Heads up Startups - New CSA regulations may affect your ability to raise capital
By Ross Finlay
Imagine a new restaurant is opening in town. You go there to try it out and at the reception desk they ask to see your net worth statement to make sure you can afford to eat there. What would be your reaction? How long do you think that restaurant will stay in business?
This is similar to what the Canadian Securities Administrators (CSA) is requiring early stage companies looking for angel investment to do effective May 5 this year. From then on, entrepreneurs will have the new obligation to verify a prospective investor’s ability to invest using the minimum net worth criteria of the accredited investor exemption.
The changes being made by the CSA appear to indicate that the issuer must collect personal information from the prospective investor to independently verify that the prospective angel investor meets the qualification criteria. Exactly what that “personal information” consists of is left unclear.

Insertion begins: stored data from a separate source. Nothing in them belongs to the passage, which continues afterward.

PR #4515, opened 2024-03-22
update supported version

CloudyOrk:


onebeastchris:
could you also update the version in the `GameProtocol` class?

Kas-tle (approved):

PR #4532, opened 2024-03-31
Allow configuration of RakNet limits

Kas-tle:
## Summary

This PR adds:

### System Properties

- `Geyser.RakPacketLimit` system property to set RakNet's per-ip per-tick (10ms) post-connection packet limit (Default: `120`)
- `Geyser.RakOfflinePacketLimit` system property to set RakNet's per-ip per-second pre-connection packet limit (Default: `10`)
- `Geyser.RakGlobalPacketLimit` system property to set RakNet's per-tick (10ms) overall packet limit (Default: `100000`)
- `Geyser.RakRateLimitingDisabled` system property to completely disable RakNet's post-connection rate limiter (Default: `false`)

### Defaults

When `bedrock.enable-proxy-protocol` is `true` and `bedrock.proxy-protocol-whitelisted-ips.length` is greater than zero, all packet limiting is disabled as it is assumed that an upstream provider is mitigating attacks, and that all connections will come from a small group of IPs.

### Configuration

The config option `bedrock.proxy-protocol-whitelisted-ips` now accepts a list at a URL containing a new-line separated list of IPs/CIDRs. This can be specified as either part of the array, or as a string value as `DeserializationFeature.ACCEPT_SINGLE_VALUE_AS_ARRAY` is also enabled by this PR, which will assume list types given as a string in the config are length one lists. For example, TCPShield and Cosmic provide a URL with an updated list of their CIDRs:

```yaml
bedrock:
# ...
  proxy-protocol-whitelisted-ips: [ "https://cosmic.global/ips/", "https://tcpshield.com/v4/" ]
```

### Dependencies

The version of netty-transport-raknet is bumped to the latest version (`1.0.0.CR1-20240330.103819-16`).

## Associated PRs

These changes are documented in a PR to the wiki at: https://github.com/GeyserMC/GeyserWiki/pull/257.


core/src/main/java/org/geysermc/geyser/network/netty/GeyserServer.java
```diff
@@ -199,11 +212,30 @@ private ServerBootstrap createBootstrap() {
         GeyserServerInitializer serverInitializer = new GeyserServerInitializer(this.geyser);
         playerGroup = serverInitializer.getEventLoopGroup();
         this.geyser.getLogger().debug("Setting MTU to " + this.geyser.getConfig().getMtu());
+
+        String geyserRakPacketLimit = System.getProperty("Geyser.RakPacketLimit");
+        int rakPacketLimit = geyserRakPacketLimit != null ? Integer.parseInt(geyserRakPacketLimit) : DEFAULT_PACKET_LIMIT;
```
onebeastchris, line 217: might be worth adding some exception catchers in case someone wrongly specifies values there

onebeastchris (approved):
nice addition of being able to specify url's that point to IP whitelists, that's neat

PR #4533, opened 2024-03-31
Add ConnectionRequestEvent

SageSphinx63920:
This event allows the user to reject any connection, before it is accepted by geyser and any session is created. Useful for white/blacklisting any IPs!


core/src/main/java/org/geysermc/geyser/network/netty/GeyserServer.java
```diff
@@ -233,6 +234,13 @@ public boolean onConnectionRequest(InetSocketAddress inetSocketAddress) {
         } else {
             ip = "<IP address withheld>";
         }
+
+        ConnectionRequestEvent requestEvent = new ConnectionRequestEvent(ip);
```
Kas-tle, line 238: Won't this fail if the ip is set to withheld above?

Kas-tle: Imo this may be more useful if both the original InetSocketAddress (keep as such) as well as the proxied ip was included, as this would allow DDoS mitigation providers to make plugins with dynamic lists that limit connections on the basis of the source IP.

Also please include a debug log for if the event is cancelled.

Kas-tle:
That's not really what I meant. Now you won't be aware of the actual client IP in the event it's being proxied. I'm saying the event should provide both the original and proxied addressed.

api/src/main/java/org/geysermc/geyser/api/event/connection/ConnectionRequestEvent.java
```diff
@@ -0,0 +1,81 @@
...
+        return ip;
+    }
+
+    /**
+     * @return the IP address of the proxy handling the connection, if available, otherwise also the client IP.
+     */
+    @NonNull
+    public InetSocketAddress getProxyIp() {
+        return proxyIp;
+    }
```
onebeastchris, line 62: Personally, I'd make this nullable - if there is no proxy, it would then return null

onebeastchris (changes requested):

api/src/main/java/org/geysermc/geyser/api/event/connection/ConnectionRequestEvent.java
SageSphinx63920: I agree

onebeastchris (approved):

api/src/main/java/org/geysermc/geyser/api/event/connection/ConnectionRequestEvent.java
```diff
@@ -0,0 +1,82 @@
...
+     * @return the IP address of the proxy handling the connection, otherwise null if there is no proxy.
+     */
+    @Nullable
+    public InetSocketAddress getProxyIp() {
+        return proxyIp;
+    }
+
+    /**
+     * @return the cancel status of this event. If this event is canceled, the connection will be rejected.
+     */
```
rtm516, line 67:
```suggestion
    /**
     * The cancel status of this event. If this event is cancelled, the connection will be rejected.
     *
     * @return the cancel status of this event
     */
```

api/src/main/java/org/geysermc/geyser/api/event/connection/ConnectionRequestEvent.java
```diff
@@ -0,0 +1,82 @@
...
+    private final InetSocketAddress proxyIp;
+
+    public ConnectionRequestEvent(@NonNull InetSocketAddress ip, @Nullable InetSocketAddress proxyIp) {
+        this.ip = ip;
+        this.proxyIp = proxyIp;
+    }
+
+    /**
+     * @return the IP address of the client attempting to connect.
+     */
```
rtm516, line 51:
```suggestion
    /**
     * The IP address of the client attempting to connect
     *
     * @return the IP address of the client attempting to connect
     */
```

api/src/main/java/org/geysermc/geyser/api/event/connection/ConnectionRequestEvent.java
```diff
@@ -0,0 +1,82 @@
...
+    @NonNull
+    public InetSocketAddress getInetSocketAddress() {
+        return ip;
+    }
+
+    /**
+     * @return the IP address of the proxy handling the connection, otherwise null if there is no proxy.
+     */
```
rtm516, line 59:
```suggestion
    /**
     * The IP address of the proxy handling the connection. It will return null if there is no proxy.
     *
     * @return the IP address of the proxy handling the connection
     */
```

rtm516 (changes requested):

rtm516 (approved):

Kas-tle:
Thank you! FYI in the future if you plan to contribute I would recommend making a separate branch for your changes so it is easier to keep your master branch in sync with ours should you need to work on multiple things at once.

Issue #1096, opened 2020-08-06
Request to add account mapping in offline mode


MyBlueHorizon:
**What feature do you want?**
Account mapping between Bedrock Edition and Java Edition in offline mode
If my Bedrock Edition username is 123 456, I hope it can provide a way to convert it to Java Edition username 123_456, or something else. It would be better if a specific UUID can be assigned
**Alternatives?**
Nothing

DoctorMacc:
This functionality can largely be found in [Floodgate](https://github.com/GeyserMC/Floodgate/).

MyBlueHorizon:
Floodgate can only be installed as a plugin on Spigot (including Paper and forks), Bungeecord, and Velocity, and can only be utilized on servers that have it installed.
I hope have a way in Vanilla Server to add account mapping and work in offline mode server

Heath123:
> Floodgate can only be installed as a plugin on Spigot (including Paper and forks), Bungeecord, and Velocity, and can only be utilized on servers that have it installed.
> I hope have a way in Vanilla Server to add account mapping and work in offline mode server

Use BungeeCord in front of the vanilla server and get Floodgate there

MyBlueHorizon:
But this still requires a Mojang account in the offline mode server.

MyBlueHorizon:
If only in offline server,I think Geyser should do it.

DoctorMacc:
A workaround could be to set the Geyser instance to online mode so users could set any name they want to.

Otherwise, Geyser itself will likely not implement this but it will be possible with the upcoming API.

MyBlueHorizon:
I set Geyser to online,but it need users have a Java Edition Mojang account.
I mean is to allow Java Edition players without a Mojang account to log in to the offline mode server using the Java Edition ID (with "_" and without " ")

MyBlueHorizon:
If it can't be achieved through account mapping on the server, can it be like a login page and provide an input box in offline mode for players to enter the ID they want to use?

DoctorMacc:
No, on that page you should be able to enter any username in the email and a blank password and it should work.

MyBlueHorizon:
Thanks,It is working.

Heath123:
> But this still requires a Mojang account in the offline mode server.

Bungee cord can work in offline mode

PR #4536, opened 2024-04-01
Feature: Username dialog when joining offline servers

hakanrw:
Implements https://github.com/GeyserMC/Geyser/issues/1096#issuecomment-670284755 to make players able to join with a different name than their Xbox gamertag in offline mode. The functionality is similar to the Microsoft login for online mode, where players are placed into a blank world and prompted to submit their login details.

<details>
<summary>Screenshots</summary>

Screenshot 2024-04-01 210517
Screenshot 2024-04-01 210537
</details>
 
Since mojang login was removed, I think https://github.com/GeyserMC/Geyser/issues/1096#issuecomment-670285248 is not possible anymore. Thus, I believe these changes are small yet significant, addressing an important user need. Thank you for considering this pull request.


Camotoy:
Hello! Thank you for the PR.

This feature isn't something we're interested in within Geyser itself. However, we are open to events within the API that would allow extensions to implement this behavior, and we would welcome a PR doing such. Thank you anyway!

Issue #4069, opened 2023-08-21
geyser custom block problem


1111qqjzja:
### Describe the bug

When registering an item with the same name as a custom block, the block has a chance to disappear
![IMG_20230821_222002](https://github.com/GeyserMC/Geyser/assets/89286242/751072a6-397b-4858-98b9-243caf313ff6)
Five shown, four gone

### To Reproduce

none

### Expected behaviour

none

### Geyser Version

2.1.2-SNAPSHOT

1111qqjzja:
version: https://github.com/GeyserMC/Geyser/pull/3505/commits/ea42fdc8b34025c71597df02fe0bf76d2bb9cd17

rtm516:
Please update Geyser to the latest release and provide a dump and replication steps if the issue is still happening.

1111qqjzja:
To reproduce the steps, first register multiple custom blocks on geyser, then register the item mapping of those blocks, and finally make the names of those blocks (identification names, not display names) the same as their corresponding item names, for example, the item name is xxx  , the block name also needs to be called xxx, and then you can make 3D block drops, but some blocks will be displayed and some blocks will not be displayed. I don't know if this is a bug.

1111qqjzja:
![BY TY}_RL89W% 0$BRWP4PK](https://github.com/GeyserMC/Geyser/assets/89286242/ca5b51d6-b65c-4a28-bab6-ed8cc062d2f6)
![U1V18I8VOT SNJ{V2RFK1)K](https://github.com/GeyserMC/Geyser/assets/89286242/5fa18677-674f-43b7-860b-2e74f5c5b572)

SuprClan:
Hey can you help me in creating a custom block for geyser?

onebeastchris:
This isn't the place to ask for help creating custom blocks @SuprClan. Our wiki https://wiki.geysermc.org/geyser/custom-blocks/ has a helpful guide.

rtm516:
This has potentially been fixed with https://github.com/GeyserMC/Geyser/commit/47237e07b789e93056a0761376c688f03b86b8ae
Could you update Geyser and retest?
@1111qqjzja

1111qqjzja:
ok, it solved, thank you

1111qqjzja:
.

PR #4540, opened 2024-04-01
Fix block custom registration failing with simmilar named items

rtm516:
The check to make sure duplicate items didn't get registered didn't take into account the namespace, so blocks with the same name in different namespaces would fail to register.


SageSphinx63920 (approved):

onebeastchris:
https://github.com/GeyserMC/Geyser/issues/4069
I wonder if this is related

onebeastchris (approved):

Kas-tle (approved):

PR #4545, opened 2024-04-03
System property to silence connection attempts

Kas-tle:


onebeastchris (approved):

onebeastchris:
LGTM - please also document this on the wiki

ShayBox:
Correct me if I'm wrong, but I don't think `System.getProperty` pulls from the `config.yml`, this should probably be a config setting that's disabled by default like Spigot and Paper do for Java connections, because this spam is probably going to continue forever.

Kas-tle:
We will not make this a config option at this time as it would make it too difficult to diagnose issues where the client is unable to connect due to traffic making its way to the server, but not coming back. I will try to do a another PR later that reduces the spam by grouping spammed connection attempts from the same IP into a single log message.

In the future we may also consider replacing system property only configuration with an "advanced config".

Kas-tle:
Closing in favor of https://github.com/GeyserMC/Geyser/pull/4554.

Specifically, the language states that:
“When distributing securities under these exemptions [being the accredited investor exemption], the seller will have to obtain information from the purchaser in order to determine whether the purchaser has the requisite income, assets or relationship to meet the terms of the exemption.

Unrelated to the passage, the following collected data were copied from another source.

PR #4548, opened 2024-04-04
Remove Java custom armor trims when translating item to Bedrock to prevent visual issues

eclipseisoffline:
Hello, I've implemented a small fix regarding custom armor trims created using Java datapacks. Armor pieces with custom trims render on Bedrock as though they have a missing model/texture, and additionally, the item looks blank when in inventory.

As far as I know, Bedrock doesn't have the ability to add custom armor trims yet, so my fix was to entirely discard the armor trim NBT tag when translating a Java item to a Bedrock item.

Without fix:
Screenshot_20240404_170829
With fix:
Screenshot_20240404_171221

### DIFF
--- a/core/src/main/java/org/geysermc/geyser/item/type/ArmorItem.java
+++ b/core/src/main/java/org/geysermc/geyser/item/type/ArmorItem.java
@@ -52,6 +52,7 @@ public class ArmorItem extends Item {
             // discard custom trim patterns/materials to prevent visual glitches on bedrock
             if (!material.getValue().startsWith(MINECRAFT_NAMESPACE)
                     || !pattern.getValue().startsWith(MINECRAFT_NAMESPACE)) {
+                tag.remove("Trim");
                 return;
             }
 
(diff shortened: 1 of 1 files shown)


Kas-tle:
Thanks! I think the recent betas introduced some degree of support for custom trims, but happy to add this is a stopgap until we do something with that assuming no one has any objections.

core/src/main/java/org/geysermc/geyser/item/type/ArmorItem.java
```diff
@@ -33,6 +33,7 @@
 import org.geysermc.geyser.session.GeyserSession;
 
 public class ArmorItem extends Item {
+    private static final String MINECRAFT_NAMESPACE = "minecraft:";
```
Kas-tle, line 36: You can just use the string inline as that seems to be what we've done in the rest of the codebase.

onebeastchris:
Custom trims are already possible, but they would need to be defined via resource packs

eclipseisoffline:
I have tried to research a bit as to whether or not custom armor trims are a thing on Bedrock but didn't find much - if you've got anything documenting it I'd be interested!

Kas-tle (approved):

It will not be sufficient for the seller to accept standard representations in a subscription agreement or an initial beside a category on Form 45-106F9 Form for Individual Accredited Investors unless the seller has taken reasonable steps to verify the representations made by the purchaser.”

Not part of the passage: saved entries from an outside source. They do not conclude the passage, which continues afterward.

PR #4553, opened 2024-04-07
Update DeviceOs to latest protocol

rtm516:
Updated to follow the newly published protocol specification. Will probably need a floodgate update aswell.

https://github.com/CloudburstMC/protocol-docs/blob/master/enums/BuildPlatform.md

We likely want to merge https://github.com/GeyserMC/api/pull/4 first


onebeastchris (approved):
Yeah, this will likely need a new Floodgate build

Redned235 (approved):

common/src/main/java/org/geysermc/floodgate/util/DeviceOs.java
```diff
@@ -39,15 +39,16 @@ public enum DeviceOs {
     OSX("macOS"),
     AMAZON("Amazon"),
     GEARVR("Gear VR"),
-    HOLOLENS("Hololens"),
+    HOLOLENS("Hololens"), // Removed from protocol but kept to keep numbers the same
```
Camotoy, line 42: Mark this as deprecated instead?

common/src/main/java/org/geysermc/floodgate/util/DeviceOs.java
```diff
@@ -39,15 +39,16 @@ public enum DeviceOs {
...
     UWP("Windows"),
     WIN32("Windows x86"),
     DEDICATED("Dedicated"),
     TVOS("Apple TV"),
-    PS4("PS4"),
+    SONY("PlayStation"),
```
Camotoy, line 47: Just add a Javadoc indicating this isn't just for PS4. We can change the string though.

Camotoy (changes requested):

Camotoy (approved):

Tim203 (changes requested):
I wouldn't mark them as deprecated instead I'd add it in a comment saying that those platforms are no longer in use.
Deprecated would indicate to me that they will be removed in the future, but I don't think they'd do that because it'd shift the enum values.

rtm516:
> I wouldn't mark them as deprecated instead I'd add it in a comment saying that those platforms are no longer in use. Deprecated would indicate to me that they will be removed in the future, but I don't think they'd do that because it'd shift the enum values.

They removed Hololens from the docs but left the gap in the enum values so I think depricated is good, for this. They also marked the others as depricted. If they add more they could replace the old values.

Tim203 (approved):

Issue #126, opened 2020-01-02
sheeps dont got collor


LegacyGamerHD:
**Describe the bug**
title is very clear

**To Reproduce**
go look for sheep there all whitw

**Expected behavior**
that sheeps have collor gray pink blue etc

**Server version**
1.15.1 paper

**Geyser version**
Jenkins latest

**Bedrock version**
1.14.1

**Additional context**

PR #4568, opened 2024-04-14
Add advancement progress tracker (#4364)

### LINKED ISSUE #4364: Add advancement progress to the advancement form.

Currently, the advancement form on Geyser **doesn't have progress tracker** like the Java Edition.

For example, this Monster Hunted advancement:

Basically, this advancement requires the player to kill every single hostile mob:

image

**Notice the 1/34 total mob I killed.**

On Bedrock:

image

N/A

eclipseisoffline:
This pull request adds a progress tracker to the Bedrock advancements menu opened by `/geyser advancements` (closes #4364), and additionally fixes a problem I have noticed that causes the advancements menu to break in rare scenarios.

Also, the entrepreneur will need to obtain and retain for at least 8 years personal financial information of the prospective investor. As well, during that time the issuer must comply with applicable federal and/or provincial privacy laws pertaining to the collection and retention of such personal information.
This has the potential to put a big chill on angel investing in Canada. This will inhibit an entrepreneur’s ability to raise the capital they need to create successful companies. This rule change doesn’t impose any hardship on angel investors, as the reality is that they don’t have to invest in anything.
In issuing this new rule one would think there is an angel compliance issue with the accredited investor status. How big is that issue? Is it worth risking the chill on angel investing by implementing a verification process that could be costly, complex, time‐consuming, and/or a violation of investor privacy?
Entrepreneurs and the organizations that support entrepreneurship in Canada need to mount an effort to have this change either reversed or modified to create a solution acceptable to issuers and investors that doesn’t impede early stage company development.